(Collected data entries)
──────────

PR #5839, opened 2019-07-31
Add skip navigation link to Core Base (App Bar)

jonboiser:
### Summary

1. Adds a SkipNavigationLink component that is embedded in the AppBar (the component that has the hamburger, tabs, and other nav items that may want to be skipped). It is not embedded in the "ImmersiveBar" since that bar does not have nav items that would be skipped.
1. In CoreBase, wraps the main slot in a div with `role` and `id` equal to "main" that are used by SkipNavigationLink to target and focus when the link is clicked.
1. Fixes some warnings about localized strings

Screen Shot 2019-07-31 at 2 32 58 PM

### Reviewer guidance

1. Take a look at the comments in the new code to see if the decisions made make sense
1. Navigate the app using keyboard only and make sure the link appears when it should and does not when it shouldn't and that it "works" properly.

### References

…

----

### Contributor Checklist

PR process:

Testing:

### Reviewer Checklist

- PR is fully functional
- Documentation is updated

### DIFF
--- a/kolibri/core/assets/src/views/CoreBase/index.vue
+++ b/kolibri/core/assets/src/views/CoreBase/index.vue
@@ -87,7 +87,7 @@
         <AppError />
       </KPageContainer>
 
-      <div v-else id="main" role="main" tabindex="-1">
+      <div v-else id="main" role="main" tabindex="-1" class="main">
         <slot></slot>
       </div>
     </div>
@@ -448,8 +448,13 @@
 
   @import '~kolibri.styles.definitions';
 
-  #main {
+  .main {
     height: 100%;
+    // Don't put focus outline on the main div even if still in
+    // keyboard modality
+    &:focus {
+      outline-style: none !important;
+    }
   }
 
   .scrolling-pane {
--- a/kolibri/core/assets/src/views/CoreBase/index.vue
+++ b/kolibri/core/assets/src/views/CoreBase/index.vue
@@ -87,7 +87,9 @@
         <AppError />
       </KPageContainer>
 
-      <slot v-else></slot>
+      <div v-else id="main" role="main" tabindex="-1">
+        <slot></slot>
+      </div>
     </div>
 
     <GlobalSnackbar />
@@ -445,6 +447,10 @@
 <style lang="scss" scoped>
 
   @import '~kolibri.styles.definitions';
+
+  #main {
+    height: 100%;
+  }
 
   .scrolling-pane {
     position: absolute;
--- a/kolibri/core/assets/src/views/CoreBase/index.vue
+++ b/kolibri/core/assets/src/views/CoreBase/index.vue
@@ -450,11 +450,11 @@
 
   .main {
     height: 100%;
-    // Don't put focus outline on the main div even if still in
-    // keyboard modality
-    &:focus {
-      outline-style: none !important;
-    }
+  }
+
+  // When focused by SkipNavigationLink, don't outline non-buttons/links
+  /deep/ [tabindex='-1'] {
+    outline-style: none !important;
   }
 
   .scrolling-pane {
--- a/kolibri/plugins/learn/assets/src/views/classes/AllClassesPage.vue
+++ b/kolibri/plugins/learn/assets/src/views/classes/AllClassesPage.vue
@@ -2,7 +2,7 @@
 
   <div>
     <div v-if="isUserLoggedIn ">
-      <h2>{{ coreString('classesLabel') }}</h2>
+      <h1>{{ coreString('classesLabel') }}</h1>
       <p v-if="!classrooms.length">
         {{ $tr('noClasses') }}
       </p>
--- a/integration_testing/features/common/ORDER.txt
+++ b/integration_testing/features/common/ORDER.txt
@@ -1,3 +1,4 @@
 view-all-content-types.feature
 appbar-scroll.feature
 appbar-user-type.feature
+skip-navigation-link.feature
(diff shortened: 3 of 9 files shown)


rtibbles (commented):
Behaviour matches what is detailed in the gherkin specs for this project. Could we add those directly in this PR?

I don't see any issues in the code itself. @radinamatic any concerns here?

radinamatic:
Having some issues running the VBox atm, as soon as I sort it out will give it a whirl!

──────────

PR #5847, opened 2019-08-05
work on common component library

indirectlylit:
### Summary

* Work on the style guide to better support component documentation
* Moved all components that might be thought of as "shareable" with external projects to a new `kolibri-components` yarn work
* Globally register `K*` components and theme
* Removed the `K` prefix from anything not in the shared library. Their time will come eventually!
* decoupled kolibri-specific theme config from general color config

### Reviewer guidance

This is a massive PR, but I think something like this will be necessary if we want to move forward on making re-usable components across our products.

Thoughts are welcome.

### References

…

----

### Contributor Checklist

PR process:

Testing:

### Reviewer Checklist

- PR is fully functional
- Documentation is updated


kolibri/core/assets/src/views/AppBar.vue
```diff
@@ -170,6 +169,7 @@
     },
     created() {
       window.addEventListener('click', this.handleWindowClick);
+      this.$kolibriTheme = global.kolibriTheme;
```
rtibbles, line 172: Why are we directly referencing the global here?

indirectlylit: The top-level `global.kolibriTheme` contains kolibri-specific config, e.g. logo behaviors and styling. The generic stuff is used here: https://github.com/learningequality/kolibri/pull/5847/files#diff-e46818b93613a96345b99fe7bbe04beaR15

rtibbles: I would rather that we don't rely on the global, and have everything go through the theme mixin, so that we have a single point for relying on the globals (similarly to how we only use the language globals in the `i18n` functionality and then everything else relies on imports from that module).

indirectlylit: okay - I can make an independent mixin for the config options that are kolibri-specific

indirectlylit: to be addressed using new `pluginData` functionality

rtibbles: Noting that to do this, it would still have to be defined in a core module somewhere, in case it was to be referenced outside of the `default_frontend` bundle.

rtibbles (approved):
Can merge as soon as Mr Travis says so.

──────────

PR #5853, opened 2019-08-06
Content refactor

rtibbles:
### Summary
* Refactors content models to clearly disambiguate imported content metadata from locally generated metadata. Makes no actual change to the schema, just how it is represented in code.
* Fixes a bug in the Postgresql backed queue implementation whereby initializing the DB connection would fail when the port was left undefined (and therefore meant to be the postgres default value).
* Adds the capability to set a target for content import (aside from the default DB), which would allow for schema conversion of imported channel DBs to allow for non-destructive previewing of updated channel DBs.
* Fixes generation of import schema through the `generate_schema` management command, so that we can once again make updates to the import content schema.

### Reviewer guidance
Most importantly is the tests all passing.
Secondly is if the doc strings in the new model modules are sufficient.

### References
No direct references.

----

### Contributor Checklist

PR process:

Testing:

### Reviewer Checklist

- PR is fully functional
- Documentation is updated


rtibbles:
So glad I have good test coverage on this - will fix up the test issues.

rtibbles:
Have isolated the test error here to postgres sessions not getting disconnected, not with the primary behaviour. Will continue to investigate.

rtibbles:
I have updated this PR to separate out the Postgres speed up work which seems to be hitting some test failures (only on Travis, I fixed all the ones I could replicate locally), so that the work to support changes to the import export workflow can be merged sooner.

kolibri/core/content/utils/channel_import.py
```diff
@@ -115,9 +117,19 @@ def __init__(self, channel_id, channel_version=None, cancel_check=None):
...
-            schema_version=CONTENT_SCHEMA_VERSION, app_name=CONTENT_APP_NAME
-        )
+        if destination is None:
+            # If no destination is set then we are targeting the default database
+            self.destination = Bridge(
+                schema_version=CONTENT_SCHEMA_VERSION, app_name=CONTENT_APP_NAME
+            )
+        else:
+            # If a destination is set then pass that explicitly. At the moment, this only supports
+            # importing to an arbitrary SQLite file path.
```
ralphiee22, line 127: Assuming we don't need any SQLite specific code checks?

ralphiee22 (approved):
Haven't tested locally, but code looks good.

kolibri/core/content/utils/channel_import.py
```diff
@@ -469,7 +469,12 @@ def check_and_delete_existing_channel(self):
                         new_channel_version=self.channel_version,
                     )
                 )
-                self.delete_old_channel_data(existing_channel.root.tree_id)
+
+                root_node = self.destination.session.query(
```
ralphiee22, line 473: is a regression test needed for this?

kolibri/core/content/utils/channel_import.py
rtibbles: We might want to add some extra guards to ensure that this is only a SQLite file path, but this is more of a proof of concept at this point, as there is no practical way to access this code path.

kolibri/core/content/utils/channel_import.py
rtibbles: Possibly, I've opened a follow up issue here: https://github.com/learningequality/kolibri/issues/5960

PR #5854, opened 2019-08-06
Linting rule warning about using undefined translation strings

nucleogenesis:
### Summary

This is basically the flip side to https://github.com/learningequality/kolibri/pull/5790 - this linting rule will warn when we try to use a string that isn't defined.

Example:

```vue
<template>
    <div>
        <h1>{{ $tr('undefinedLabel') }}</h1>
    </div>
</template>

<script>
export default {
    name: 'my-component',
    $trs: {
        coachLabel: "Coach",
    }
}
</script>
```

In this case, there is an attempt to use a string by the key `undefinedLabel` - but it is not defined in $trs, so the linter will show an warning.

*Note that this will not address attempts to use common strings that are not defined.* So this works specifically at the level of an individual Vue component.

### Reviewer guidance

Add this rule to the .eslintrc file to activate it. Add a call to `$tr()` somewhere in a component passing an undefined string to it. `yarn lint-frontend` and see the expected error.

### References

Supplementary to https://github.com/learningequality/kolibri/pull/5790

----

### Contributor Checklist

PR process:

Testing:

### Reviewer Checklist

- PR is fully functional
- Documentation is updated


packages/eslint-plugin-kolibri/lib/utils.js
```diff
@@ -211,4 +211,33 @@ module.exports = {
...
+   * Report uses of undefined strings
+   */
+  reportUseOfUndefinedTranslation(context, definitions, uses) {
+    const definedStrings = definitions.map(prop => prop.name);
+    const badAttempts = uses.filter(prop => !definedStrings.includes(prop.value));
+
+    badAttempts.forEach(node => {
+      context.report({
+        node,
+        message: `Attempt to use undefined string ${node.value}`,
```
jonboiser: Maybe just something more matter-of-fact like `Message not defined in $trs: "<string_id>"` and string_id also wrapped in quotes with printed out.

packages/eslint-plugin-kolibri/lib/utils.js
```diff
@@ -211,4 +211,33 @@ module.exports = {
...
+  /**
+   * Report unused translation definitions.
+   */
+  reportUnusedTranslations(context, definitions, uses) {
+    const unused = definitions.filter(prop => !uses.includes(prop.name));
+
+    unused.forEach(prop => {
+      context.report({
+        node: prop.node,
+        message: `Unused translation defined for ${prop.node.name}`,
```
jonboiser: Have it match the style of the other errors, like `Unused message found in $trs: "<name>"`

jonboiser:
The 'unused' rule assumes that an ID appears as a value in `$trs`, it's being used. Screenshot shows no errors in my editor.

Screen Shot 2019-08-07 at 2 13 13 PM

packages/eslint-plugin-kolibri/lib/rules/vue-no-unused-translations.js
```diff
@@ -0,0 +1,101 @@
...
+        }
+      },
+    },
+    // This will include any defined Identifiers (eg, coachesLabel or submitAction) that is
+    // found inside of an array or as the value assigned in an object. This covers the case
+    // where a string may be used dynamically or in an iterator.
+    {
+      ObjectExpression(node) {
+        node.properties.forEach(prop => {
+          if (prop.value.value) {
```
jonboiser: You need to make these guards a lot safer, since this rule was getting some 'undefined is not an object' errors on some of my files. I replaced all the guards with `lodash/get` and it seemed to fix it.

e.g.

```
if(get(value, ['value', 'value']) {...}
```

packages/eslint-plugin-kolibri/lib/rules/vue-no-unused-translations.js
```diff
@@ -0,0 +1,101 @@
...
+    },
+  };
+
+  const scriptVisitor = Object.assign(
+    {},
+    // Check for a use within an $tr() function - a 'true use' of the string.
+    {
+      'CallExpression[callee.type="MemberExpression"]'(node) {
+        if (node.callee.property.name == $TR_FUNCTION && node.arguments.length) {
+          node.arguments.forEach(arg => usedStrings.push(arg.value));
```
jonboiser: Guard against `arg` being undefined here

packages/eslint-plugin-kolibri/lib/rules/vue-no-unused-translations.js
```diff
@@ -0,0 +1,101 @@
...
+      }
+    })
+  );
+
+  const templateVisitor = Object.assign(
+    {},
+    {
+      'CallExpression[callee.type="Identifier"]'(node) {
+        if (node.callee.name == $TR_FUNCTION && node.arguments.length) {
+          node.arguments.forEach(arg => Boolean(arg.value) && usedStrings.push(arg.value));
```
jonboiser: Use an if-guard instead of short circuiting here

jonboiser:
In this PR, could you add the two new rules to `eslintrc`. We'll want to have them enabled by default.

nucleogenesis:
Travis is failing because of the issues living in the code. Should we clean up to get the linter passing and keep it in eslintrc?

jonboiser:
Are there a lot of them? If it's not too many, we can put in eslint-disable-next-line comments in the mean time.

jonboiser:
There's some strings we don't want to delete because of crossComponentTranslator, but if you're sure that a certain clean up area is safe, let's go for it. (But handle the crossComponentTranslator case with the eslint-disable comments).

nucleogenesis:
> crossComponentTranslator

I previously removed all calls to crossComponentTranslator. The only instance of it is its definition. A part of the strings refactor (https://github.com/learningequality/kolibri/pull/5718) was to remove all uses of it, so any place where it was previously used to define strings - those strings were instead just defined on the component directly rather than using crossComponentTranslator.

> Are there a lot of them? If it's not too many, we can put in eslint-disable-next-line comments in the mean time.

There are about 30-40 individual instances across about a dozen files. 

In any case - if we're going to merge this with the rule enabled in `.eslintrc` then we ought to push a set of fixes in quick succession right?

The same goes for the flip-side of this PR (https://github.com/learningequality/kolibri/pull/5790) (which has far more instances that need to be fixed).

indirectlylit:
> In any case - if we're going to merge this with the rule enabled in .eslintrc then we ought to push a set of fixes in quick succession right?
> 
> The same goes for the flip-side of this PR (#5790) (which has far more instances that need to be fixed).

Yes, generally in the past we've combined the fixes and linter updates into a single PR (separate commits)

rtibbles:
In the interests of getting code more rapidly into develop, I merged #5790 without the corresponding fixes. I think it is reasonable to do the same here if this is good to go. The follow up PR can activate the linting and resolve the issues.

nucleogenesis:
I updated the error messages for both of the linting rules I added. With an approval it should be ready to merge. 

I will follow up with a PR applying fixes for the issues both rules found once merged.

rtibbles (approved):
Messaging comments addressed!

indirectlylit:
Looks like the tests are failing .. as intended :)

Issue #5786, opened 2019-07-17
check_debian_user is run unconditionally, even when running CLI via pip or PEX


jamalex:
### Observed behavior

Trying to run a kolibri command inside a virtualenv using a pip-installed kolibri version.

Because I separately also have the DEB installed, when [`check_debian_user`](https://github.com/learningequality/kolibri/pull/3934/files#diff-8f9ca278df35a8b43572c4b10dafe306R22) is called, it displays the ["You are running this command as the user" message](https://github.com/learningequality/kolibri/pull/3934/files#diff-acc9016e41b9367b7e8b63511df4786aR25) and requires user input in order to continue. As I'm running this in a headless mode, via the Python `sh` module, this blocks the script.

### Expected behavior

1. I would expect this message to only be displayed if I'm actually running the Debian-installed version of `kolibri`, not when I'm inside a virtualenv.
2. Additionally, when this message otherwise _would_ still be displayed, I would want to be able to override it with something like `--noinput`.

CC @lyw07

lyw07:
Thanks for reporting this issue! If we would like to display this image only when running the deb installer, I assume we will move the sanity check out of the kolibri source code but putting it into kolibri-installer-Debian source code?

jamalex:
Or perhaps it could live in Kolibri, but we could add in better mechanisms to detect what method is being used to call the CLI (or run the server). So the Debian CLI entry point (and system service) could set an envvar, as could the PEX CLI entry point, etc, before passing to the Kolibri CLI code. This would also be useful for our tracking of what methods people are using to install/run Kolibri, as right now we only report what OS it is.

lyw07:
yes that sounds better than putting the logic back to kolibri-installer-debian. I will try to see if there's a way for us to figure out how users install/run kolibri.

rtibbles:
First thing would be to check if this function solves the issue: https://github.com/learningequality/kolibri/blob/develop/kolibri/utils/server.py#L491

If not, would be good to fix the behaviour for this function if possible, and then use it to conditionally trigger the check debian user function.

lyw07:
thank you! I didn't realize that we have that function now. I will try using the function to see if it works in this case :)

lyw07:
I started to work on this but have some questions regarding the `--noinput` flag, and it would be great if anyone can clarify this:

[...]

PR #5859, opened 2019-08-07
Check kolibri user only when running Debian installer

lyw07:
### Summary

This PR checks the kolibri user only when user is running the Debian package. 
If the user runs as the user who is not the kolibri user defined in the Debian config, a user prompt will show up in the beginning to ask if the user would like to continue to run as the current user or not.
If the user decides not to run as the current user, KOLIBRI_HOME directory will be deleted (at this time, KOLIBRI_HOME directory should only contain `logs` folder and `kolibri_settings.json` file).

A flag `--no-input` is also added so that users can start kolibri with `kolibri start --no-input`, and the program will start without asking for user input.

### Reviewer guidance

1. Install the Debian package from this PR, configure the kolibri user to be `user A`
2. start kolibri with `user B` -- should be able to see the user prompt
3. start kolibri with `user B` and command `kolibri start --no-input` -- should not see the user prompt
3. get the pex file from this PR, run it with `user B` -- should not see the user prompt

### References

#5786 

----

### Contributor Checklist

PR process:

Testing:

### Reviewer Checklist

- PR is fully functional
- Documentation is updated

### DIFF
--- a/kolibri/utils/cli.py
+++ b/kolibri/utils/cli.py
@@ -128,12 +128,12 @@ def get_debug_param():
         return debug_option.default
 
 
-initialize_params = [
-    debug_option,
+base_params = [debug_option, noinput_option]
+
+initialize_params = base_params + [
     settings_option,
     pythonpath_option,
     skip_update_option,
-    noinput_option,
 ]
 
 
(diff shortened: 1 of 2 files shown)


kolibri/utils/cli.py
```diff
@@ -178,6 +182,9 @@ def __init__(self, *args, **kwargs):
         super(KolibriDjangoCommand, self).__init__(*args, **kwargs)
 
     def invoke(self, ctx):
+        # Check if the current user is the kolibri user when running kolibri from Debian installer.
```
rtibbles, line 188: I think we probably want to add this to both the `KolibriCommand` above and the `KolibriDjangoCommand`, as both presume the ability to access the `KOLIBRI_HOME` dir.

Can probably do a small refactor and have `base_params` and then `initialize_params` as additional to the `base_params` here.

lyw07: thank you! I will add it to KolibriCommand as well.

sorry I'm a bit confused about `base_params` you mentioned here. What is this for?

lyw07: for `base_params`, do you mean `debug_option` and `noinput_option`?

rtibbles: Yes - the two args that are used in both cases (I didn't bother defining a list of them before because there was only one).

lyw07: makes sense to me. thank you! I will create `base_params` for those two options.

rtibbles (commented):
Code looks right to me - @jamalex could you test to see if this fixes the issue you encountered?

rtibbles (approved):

──────────

**What is needed**
Pull every line with the word "without" from the data.

**Written solution**
In the interests of getting code more rapidly into develop, I merged #5790 without the corresponding fixes. I think it is reasonable to do the same here if this is good to go. The follow up PR can activate the linting and resolve the issues.
A flag `--no-input` is also added so that users can start kolibri with `kolibri start --no-input`, and the program will start without asking for user input.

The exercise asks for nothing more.